BEGIN INPUT RECORDS

PR #15904, opened 2025-02-18
player/main: add install/uninstall options for Windows

kasper93:


dyphire:
Good job. Are you considering implementing single instance mode for Windows on this basis? This way we don't have to rely on third-party tools anymore: https://github.com/SilverEzhik/umpvw

kasper93:
> Good job. Are you considering implementing single instance mode for Windows on this basis? This way we don't have to rely on third-party tools anymore: https://github.com/SilverEzhik/umpvw

You can really on first-part tools like https://github.com/mpv-player/mpv/blob/master/TOOLS/umpv Implementing it directly in mpv would be awkward, because simply speaking it would always need to run IPC.

dyphire:
> > Good job. Are you considering implementing single instance mode for Windows on this basis? This way we don't have to rely on third-party tools anymore: https://github.com/SilverEzhik/umpvw
> 
> You can really on first-part tools like https://github.com/mpv-player/mpv/blob/master/TOOLS/umpv Implementing it directly in mpv would be awkward, because simply speaking it would always need to run IPC.

Ah, I didn't notice that you have added Windows support for umpv, my fault.

hooke007:
Should we also add the standalone bat/ps1 script as the alternative (to uninstall)?
If you delete the mpv bin firstly and then there is no quick solution to clean the 'rubbish' in the reg.

llyyr:
> If you delete the mpv bin firstly and then there is no quick solution to clean the 'rubbish' in the reg.

Isn't this true for every application on Windows? If you delete the program instead of using the uninstall, you can't run the uninstaller anymore. I don't see why this needs to be supported

hooke007:
> Isn't this true for every application on Windows? If you delete the program instead of using the uninstall button, you can't run the uninstaller anymore. 

I don't understand your words. If you deleted the bin file, you can still run uninstaller.

kasper93:
> > Isn't this true for every application on Windows? If you delete the program instead of using the uninstall button, you can't run the uninstaller anymore.
> 
> I don't understand your words. If you deleted the bin file, you can still run uninstaller.

It depends, if there is separate uninstall binary it may run, but if you delete folder with an application you likely lost that too.

llyyr:
> I don't understand your words. If you deleted the bin file, you can still run uninstaller.

Let me go and delete specifically the executable binary file and leave everything else, this is a very realistic scenario that mpv needs to worry about.

avih:
Well, mpv is probably more susceptible to deletion.

An installer typically moves an application to program files etc, and from there users don't typically just delete dirs.

But with mpv it's entirely possible that the --install option was used, deletes the dir, and now they don't know how to remove the registration.

llyyr:
> deletes the dir

The current batch file is also stored in the same dir as the executable, and the solution they're proposing (make a separate executable for uninstall) is also susceptible to the same thing.

The only thing having a separate executable uninstaller guards against is users who specifically delete the mpv.exe file, not the entire directory.

hooke007:
Most softwares' installer, main exec and uninstaller are detached. And not all sw use the same dir for main exec and uninstaller. Some installers could detect the installed one and could even directly uninstall it.
mpv is the only special case I've meet that it could do three jobs by the same single file.

avih:
> The current batch file

There's no current batch file (at least this PR didn't include one initially). Are you referring to third party windows mpv distributions? If yes, while they may serve as inspiration, which shouldn't assume they're perfect and that duplicating whatever they do is the perfect solution.

> The only thing having a separate executable uninstaller guards against is users who specifically delete the mpv.exe file, not the entire directory.

Yes, which is exactly what users do when they remove mpv.

Most applications which have an "uninstall" control panel entry got there because at some earlier stage the user ran an installer, which copied the application to "Program Files" or whatever - where users do not just delete directories.

But mpv is "installed" by unzipping an archive, and "uninstalled" by undeleting that dir. Both manually.

But if after the unzip they also used this new `--install` option, and forgot to run `--uninstall` before deleting the mpv dir, then they're left with garbage system registrations, and a broken uninstall entry, which at the very least is undesirable.

In such case, maybe the solution is simply to add a docs note about what to do in such case.

E.g. maybe "unzip mpv to the same dir, and then run mpv --uninstall` (or whatever else is enough).

avih:
For uninstall, it says
> If mpv was previously installed for all users, run this command as an administrator to remove it properly

But I think the docs for --install don't mention how to install for all users. Probably worth adding that to the docs.

Also s/properly/for all users/.

And, as discussed on IRC, adding a note as a reminder, to document what to do if the mpv dir was deleted but the user forgot to first run --uninstall.

Also, an open question: whether mpv should also register archive file extensions (like .zip) by default. (I tend towards not, but maybe there are other opinions)

kasper93:
Open questions:

* Should ``--install`` be renamed to ``--register``?

I think users are more familiar with install word. There were voices that install has to move binary somewhere else, but looking at definition https://www.merriam-webster.com/dictionary/install 

> to set up for use or service

it is exactly what it does.

* Should ``--install`` in fact move mpv.exe into user programs?
I prefer keeping it portable, the `--install` / `--uninstall` command are not tied to installation itself. For example you can move binary, install again and it will work. There is no need to uninstall anything, before moving.

* Should archive-exts list be added to mpv's supported formats
I don't see a reason why not. It is still user decision to select application to use. This is handled externally by Windows. Although I agree, mpv it likely not primary choice for archives, it's nice to have it suggested in "open with" drop-down.

Anything else?

--- 

> Most softwares' installer, main exec and uninstaller are detached. And not all sw use the same dir for main exec and uninstaller.

Yes we don't have dedicated installer, which drops dozen of files everywhere. My objective is to make this as clean and light as possible, while still making things work in Windows.

> Some installers could detect the installed one and could even directly uninstall it.

The same as mpv, you can do `mpv --uninstall` from any mpv binary and it will work correctly. In fact while `--install` is handy to be in mpv, because it can be parametrized easily for used extensions, without creating whole another application or using installer for that. The `--uninstall` command is mostly portable. Though I still don't like the idea of dropping files in random places. But this is one of the questions above. If people want this, we can copy the .exe to programs...

Though I see no real issue, if someone uses mpv.exe and removes it, nothing bad happens... Worse case thay have stale entry in control panel, which will be pruned by windows. We can also completely skip uninstall entry in control panel if this is the main concern. But I still don't see why if user breaks it, it's mpv's fault.

> mpv is the only special case I've meet that it could do three jobs by the same single file.

and if it's two files and you remove `uninstall.bat` what happens? mpv.exe is single binary, we really don't need full installer to handle it. Also mpc-hc, foobar2000, lav filters, 7zip all have in place installation. foobar2000 even does it on every start of application. madvr/lav filters have bat files, that lives along .dll, but it's still calls in the .dll regsvr. So if you remove them, well you no longer can uninstall.

avih:
> `--install-rpath=<string>` When installing with ``--install``, this option allows you to specify a string that will be prepended to the runtime path whenever mpv is executed. ...

We've just wasted few hours because I thought I understood that sentence, but in fact I didn't.

I thought it means "the path of mpv.exe which would be registered to handle these file extensions and protocols".

I didn't read the rest because I thought I got it. I was wrong.

While what it actually means is "the path to set so that mpv can find the DLLs which it depends on".

Please consider changing the first sentence to something along those lines, if you too think it can make it clearer.

Issue #1148, opened 2014-10-05
No watch_later saved on OS X when opening other file


tewe:
1. Associate the mpv .app with e.g. .mp4
2. Start playing a file
3. Switch to Finder and double-click another file

It starts playing, but the position in the previous file is lost.

PR #15906, opened 2025-02-18
DOCS/man/options: document that --save-position-on-quit affects loadfile

guidocella:


DOCS/man/options.rst
```diff
@@ -1077,12 +1077,13 @@ Watch Later
...
 
 ``--save-position-on-quit``
-    Always save the current playback position on quit. When this file is
-    played again later, the player will seek to the old playback position on
-    start. This does not happen if playback of a file is stopped in any other
-    way than quitting. For example, going to the next file in the playlist
-    will not save the position, and start playback at beginning the next time
-    the file is played.
+    Always save the current playback position on quit, and also when the
+    ``loadfile`` command is used to replace the current playlist. When this file
```
Dudemanguy, line 1081: This is weird behavior imo. My instinct would be to deprecate it and tell people to use `write-watch-later-config` but I predict someone is going to complain.

guidocella: It comes from https://github.com/mpv-player/mpv/issues/1148. What's weird is that `loadlist` doesn't do it.

Dudemanguy: Yeah seems like ancient behavior from when commands weren't as sophisticated.

guidocella: `write-watch-later-config` was implemented earlier in 9c18a920ff though.

Dudemanguy: Okay I dunno. It's weird. ¯\_(ツ)_/¯ What does everyone else think?

guidocella: It seems useful for history selection. https://github.com/hacel/recent/blob/master/recent.lua has an option for it, but doing it with `--save-position-on-quit` removes the need for a script-opt.

Dudemanguy: Well it's probably fine as is.

Dudemanguy (approved):

PR #15909, opened 2025-02-18
fix hwdec printing mess

Dudemanguy:
This never really worked before and then I made it work for even less people, so might as well fix it now.

### DIFF
--- a/player/command.c
+++ b/player/command.c
@@ -118,6 +118,8 @@ struct command_ctx {
     mpv_node udata;
     mpv_node mdata;
 
+    int hwdec_osd_mode;
+
     double cached_window_scale;
 };
 
@@ -4747,9 +4749,16 @@ static void show_property_osd(MPContext *mpctx, const char *name, int osd_mode)
 {
     struct MPOpts *opts = mpctx->opts;
     struct property_osd_display disp = {.name = name, .osd_name = name};
+    struct command_ctx *cmd = mpctx->command_ctx;
 
     if (!osd_mode)
         return;
+
+    // hwdec is a special case that must wait until video reconfig
+    if (strcmp(name, "hwdec") == 0 && !cmd->hwdec_osd_mode) {
+        cmd->hwdec_osd_mode = osd_mode;
+        return;
+    }
 
     // look for the command
     for (const struct property_osd_display *p = property_osd_display; p->name; p++)
@@ -7591,6 +7600,11 @@ static void command_event(struct MPContext *mpctx, int event, void *arg)
     if (event == MPV_EVENT_PLAYBACK_RESTART) {
         ctx->last_seek_time = mp_time_sec();
         run_command_opts(mpctx);
+    }
+
+    if (event == MPV_EVENT_VIDEO_RECONFIG && ctx->hwdec_osd_mode) {
+        show_property_osd(mpctx, "hwdec", ctx->hwdec_osd_mode);
+        ctx->hwdec_osd_mode = 0;
     }
 
     if (event == MPV_EVENT_IDLE)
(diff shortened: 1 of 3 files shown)


player/command.c
```diff
@@ -4734,7 +4742,7 @@ static const struct property_osd_display {
     {"ab-loop-b", .msg = "A-B loop: ${ab-loop-a} - ${ab-loop-b}"
                             "${?=ab-loop-count==0: (disabled)}"},
     {"audio-device", "Audio device"},
-    {"hwdec", .msg = "Hardware decoding: ${hwdec-current}"},
+    {"hwdec", .msg = "Hardware decoding: ${hwdec-current}", .queue = true, .prop_name = "hwdec-current"},
```
kasper93, line 4745: I understand why you do this, but I worry it's little bit too specific to single use-case and cumbersome to maintain for more properties need it. Some properties just print its own value, other query data which may be available asynchronous from the playloop.

Maybe instead of tracking property display queue , they hwdec itself should show a osd message with it changes. For example after decoding error or other event that may trigger that.

Dudemanguy: Yeah it's definitely relatively heavy handed. We could go with something like "trying hwdec/disabling hwdec" instead as a message?

Dudemanguy: I just thought of a way simpler way to accomplish this. I think it works.

player/command.c
```diff
@@ -7594,6 +7602,18 @@ static void command_event(struct MPContext *mpctx, int event, void *arg)
...
+        struct track *track = mpctx->current_track[0][STREAM_VIDEO];
+        struct mp_decoder_wrapper *dec = track ? track->dec : NULL;
+        char *current = NULL;
+        if (dec)
+            mp_decoder_wrapper_control(dec, VDCTRL_GET_HWDEC, &current);
+        if (!current || !current[0])
+            current = "no";
+        show_property_osd(mpctx, "hwdec", ctx->hwdec_osd_mode);
+        ctx->hwdec_osd_mode = 0;
+    }
```
kasper93, line 7615: Can we unify this with the other hwdec notification? https://github.com/mpv-player/mpv/blob/2542a7824c11f7eedae1d6232c5d136722b31b97/video/decode/vd_lavc.c#L1323-L1331

Dudemanguy: Do you mean make the message the same? I think this is too long to show on the OSD personally.

kasper93: No, not that. Can we handle both of those messages in one place instead of having it split in two places?

Dudemanguy: We technically could but I would prefer not to. The vd_lavc message being from a different module has meaning.

kasper93: Ok.

player/command.c
```diff
@@ -7594,6 +7602,18 @@ static void command_event(struct MPContext *mpctx, int event, void *arg)
...
     }
 
+    if (event == MPV_EVENT_VIDEO_RECONFIG && ctx->hwdec_osd_mode) {
+        struct track *track = mpctx->current_track[0][STREAM_VIDEO];
+        struct mp_decoder_wrapper *dec = track ? track->dec : NULL;
+        char *current = NULL;
+        if (dec)
+            mp_decoder_wrapper_control(dec, VDCTRL_GET_HWDEC, &current);
+        if (!current || !current[0])
+            current = "no";
```
kasper93, line 7612: Where is this `current` used?

Dudemanguy: I'm dumb. None of this junk is even needed.

Dudemanguy:
>The correct values of stuffs like this are always the current-* properties.

That's what this PR does.

Dudemanguy:
Pretty printing hwdec has been done for years already. Feel free to add more special cases if you want.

END INPUT RECORDS

=== WORK INSTRUCTION ===
There is a run of lines above from the one with "remove it properly" to the one with "into user programs?"; print exactly that run, both ends included, and nothing else.

=== RESULT ===
> If mpv was previously installed for all users, run this command as an administrator to remove it properly

But I think the docs for --install don't mention how to install for all users. Probably worth adding that to the docs.

Also s/properly/for all users/.

And, as discussed on IRC, adding a note as a reminder, to document what to do if the mpv dir was deleted but the user forgot to first run --uninstall.

Also, an open question: whether mpv should also register archive file extensions (like .zip) by default. (I tend towards not, but maybe there are other opinions)

kasper93:
Open questions:

* Should ``--install`` be renamed to ``--register``?

I think users are more familiar with install word. There were voices that install has to move binary somewhere else, but looking at definition https://www.merriam-webster.com/dictionary/install 

> to set up for use or service

it is exactly what it does.

* Should ``--install`` in fact move mpv.exe into user programs?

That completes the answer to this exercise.